We read with interest the letter by Marrero and El-Serag that calls for the inclusion of alpha-fetoprotein (AFP) in the American Association for the Study of Liver Diseases (AASLD) updated guidelines for the management of hepatocellular carcinoma (HCC).1, 2 However, we disagree with their conclusions and feel that the AASLD recommendation to perform HCC surveillance with ultrasonography (US) alone is supported by solid evidence.1, 2

The evidence supporting surveillance programs for HCC with liver US with or without AFP testing stems from the results of a randomized controlled trial and from cohort studies showing that surveillance improves both detection rate of early HCCs and patient survival.3-5 However, it is clear that the authors of the AASLD guidelines took into account the numerous limitations of AFP testing, and therefore it is no surprise that they did not include this serological marker in their HCC surveillance recommendations.2 In fact, although we may agree with Marrero and El-Serag that the Hepatitis C Antiviral Long-Term Treatment Against Cirrhosis (HALT-C) trial is a suboptimal setting to assess the role of AFP for the early detection of HCC, this study had the precious gifts of providing prospectively collected data and to include a large population of patients who were mainly at risk of developing HCC.6 Furthermore, data were available both at HCC diagnosis and 1 year before, thus being as close as possible to everyday clinical practice and therefore providing the best evidence currently available.2, 6 In this study, the sensitivity of AFP at a cutoff of 20 ng/mL was low (i.e., 61%) at the time of HCC diagnosis, yet at 22% it was unacceptably low 12 months before, when HCC was likely present in the majority of patients.6 These results are strikingly similar to those obtained in a case-control study carried out in a completely different population, where a 20 ng/mL AFP cutoff showed 60% sensitivity for the diagnosis of HCC,7 although sensitivity was unacceptably low (i.e., approximately 50%) for single nodules and/or lesions smaller than 3 cm.8

We feel that the extensors of the updated AASLD guidelines did not ignore the “highest level of evidence for the efficacy of US combined with AFP in research studies”2 as affirmed by Marrero and El-Serag,1 but evaluated both efficacy and cost-effectiveness. Indeed, the combination of AFP and US leads to a mere 6%-8% increase in sensitivity for the detection of early HCC as compared to US alone, with a doubling in the rate of false-positives and at an unbearable increase (by 84%) in surveillance-related costs.9, 10 Therefore, AFP provides no additional benefit to US, as recently concluded even in the meta-analysis by the Marrero group,10 with a significant worsening of the cost-effectiveness of surveillance.9 To conclude, we feel that the use of AFP as a surveillance test for HCC should be regarded as a memory, and any effort to increase the awareness and application of the currently proposed surveillance guidelines among physicians in clinical practice should be embraced.

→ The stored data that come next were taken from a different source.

PR #4402, opened 2019-11-27
Issue 4399: BookKeeper Write Throttling

### LINKED ISSUE #4399: Tier 1 Throttling
**Problem description**
TBD

**Problem location**

andreipaduroiu:
**Change log description**  
- Changed configuration defaults: `bookkeeper.bkWriteTimeoutMillis=60000`, `bookkeeper.readTimeoutMillis=30000`
- Added another throttler to the Segment Store that manages the in-flight data sent to BookKeeper.

**Purpose of the change**  
Fixes #4399.

**What the code does**  
- Increased the defaults for BK Write and Read timeouts to larger values. This helps reduce instability in those deployments where BK is very slow. A write timeout would cause a Ledger to be closed, thus triggering an avalanche of Ledger Rollovers and retries, further overwhelming the system.
- Added a new Throttler in the Segment Store's `OperationProcessor` that works along the following lines
    - Throttling is triggered only if the recent BK Write Latencies exceed 10% of `bookkeeper.bkWriteTimeoutMillis`. The 10% is hardcoded as a constant.
    - If triggered, the throttle delay is a gradual measurement as a function of the amount of data outstanding in the BK queue
    - The maximum delay is applied when the outstanding data exceeds `bookkeeper.maxOutstandingBytes`.
    - There is no delay if the outstanding data is below 10% (same constant as above) of `bookkeeper.maxOutstandingBytes`.
    - The delay increases gradually between these values, as a function of the amount of outstanding data.
- A bit of refactoring to consolidate similar patterns that relate to throttling interruption by using a unified `ThrottleSourceListener`.

**How to verify it**  
All unit tests must pass.
System tests must pass.

### DIFF
--- a/config/config.properties
+++ b/config/config.properties
@@ -328,12 +328,22 @@ metrics.enableStatistics=false
 #bookkeeper.bkWriteQuorumSize=3
 
 # Write Timeout, in milliseconds.
+# This value is also used for throttling purposes. Once BookKeeper Write Latencies exceed 10% of this value, the Segment
+# Store will begin throttling in order to manage the BookKeeper write backlog and reduce the chance of write timeouts.
 # Note: BookKeeper only allows multiples of 1 second (1000 millis). This value will be rounded up to the nearest second.
-#bookkeeper.bkWriteTimeoutMillis=5000
+#bookkeeper.bkWriteTimeoutMillis=60000
 
 # Read Timeout, in milliseconds.
 # Note: BookKeeper only allows multiples of 1 second (1000 millis). This value will be rounded up to the nearest second.
-#bookkeeper.bkReadTimeoutMillis=5000
+#bookkeeper.bkReadTimeoutMillis=30000
+
+# Maximum number of bytes that can be outstanding per BookKeeperLog at any given time. This value is used for throttling
+# purposes. This value is not set on the BookKeeper Client Configuration, rather it is used internally by the Segment
+# Store throttler to manage the BookKeeper write backlog and reduce the chance of write timeouts.
+# Recommended Value: 256MB. A smaller value will make throttling more aggressive but increase the overall stability of
+# the system. A larger value will increase the likelihood of BookKeeper write timeouts if BookKeeper is unable to keep
+# up with the load the Segment Store sends its way.
+#bookkeeper.maxOutstandingBytes=268435456
 
 # Maximum Ledger size (bytes) in BookKeeper. Once a Ledger reaches this size, it will be closed and another one open.
 # Note that ledgers will not be cut off at this size, rather them reaching this size will trigger a rollover; in-flight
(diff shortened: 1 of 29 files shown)


config/config.properties
```diff
@@ -328,12 +328,22 @@ metrics.enableStatistics=false
...
-#bookkeeper.bkReadTimeoutMillis=5000
+#bookkeeper.bkReadTimeoutMillis=30000
+
+# Maximum number of bytes that can be outstanding per BookKeeperLog at any given time. This value is used for throttling
+# purposes. This value is not set on the BookKeeper Client Configuration, rather it is used internally by the Segment
+# Store throttler to manage the BookKeeper write backlog and reduce the chance of write timeouts.
+# Recommended Value: 256MB. A smaller value will make throttling more aggressive but increase the overall stability of
+# the system. A larger value will increase the likelihood of BookKeeper write timeouts if BookKeeper is unable to keep
+# up with the load the Segment Store sends its way.
+#bookkeeper.maxOutstandingBytes=268435456
```
RaulGracia: As a conservative default, is better to set this to 32MB.

segmentstore/server/src/main/java/io/pravega/segmentstore/server/logs/ThrottlerCalculator.java
```diff
@@ -366,7 +437,11 @@ public String toString() {
         /**
          * Throttling is required due to excessive size of the Commit (Memory) Backlog Queue.
          */
-        CommitBacklog
+        CommitBacklog,
+        /**
+         * Throttlign is required due to excessive size of DurableDataLog's in-flight queue.
```
eolivelli: Typo

RaulGracia: Thanks @eolivelli, yes we tried configuring the `setThrottleValue()` parameter to low numbers (e.g., 100, 10), but it is not preventing the system to be unstable in cases of "unthrottled" clients and low IO performance Tier 1 storage (i.e., where Bookkeeper writes to). I'm validating this PR, and it looks like it is making the system stable even in non-favorable scenarios as the one mentioned. But note that this does not prevent Pravega from benefiting from the throttling capabilities of newer versions of Bookkeeper (if I'm not wrong, in `4.8` there was a server-side throttling mechanism implemented).

andreipaduroiu: @eolivelli Thank you for your suggestion. Like @RaulGracia said, that was one of the first things we tried. However I noticed that it does little to prevent backpressure on the application itself and simply guards how many entries it has "in-flight" to the bookies. At least based on the latest code in the BK repository, this uses Guava's `RateLimiter` which blocks synchronously until permits are available. In Pravega's situation that would quickly exhaust all of our threads and lead to a lot of problems, so we need an async solution.

Pravega's SegmentStore already has an async throttler that can be configured with various inputs (triggers and "cancelers") which implement a gradual throttling scheme based on how busy the system is (two thresholds: min threshold is when we throttle a little bit, and max threshold is when we apply a full stop). The advantage of this async throttler is that it doesn't block any threads in doing so, and those threads can be used by other components of the system to clear out backlog or perform other necessary functions.

eolivelli:
Yes I see.
Thanks for you asnwers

Edoardo G. Giannini M.D., Ph.D.*, Fabio Farinati M.D.†, Franco Trevisani M.D.‡, * Department of Internal Medicine, Gastroenterology Unit, University of Genova, Genova, Italy, † Department of Surgical and Gastroenterological Science, Gastroenterology Unit, University of Padova, Padova, Italy, ‡ Department of Clinical Medicine, Unità di Semeiotica Medica, Alma Mater Studiorum–University of Bologna, Bologna, Italy.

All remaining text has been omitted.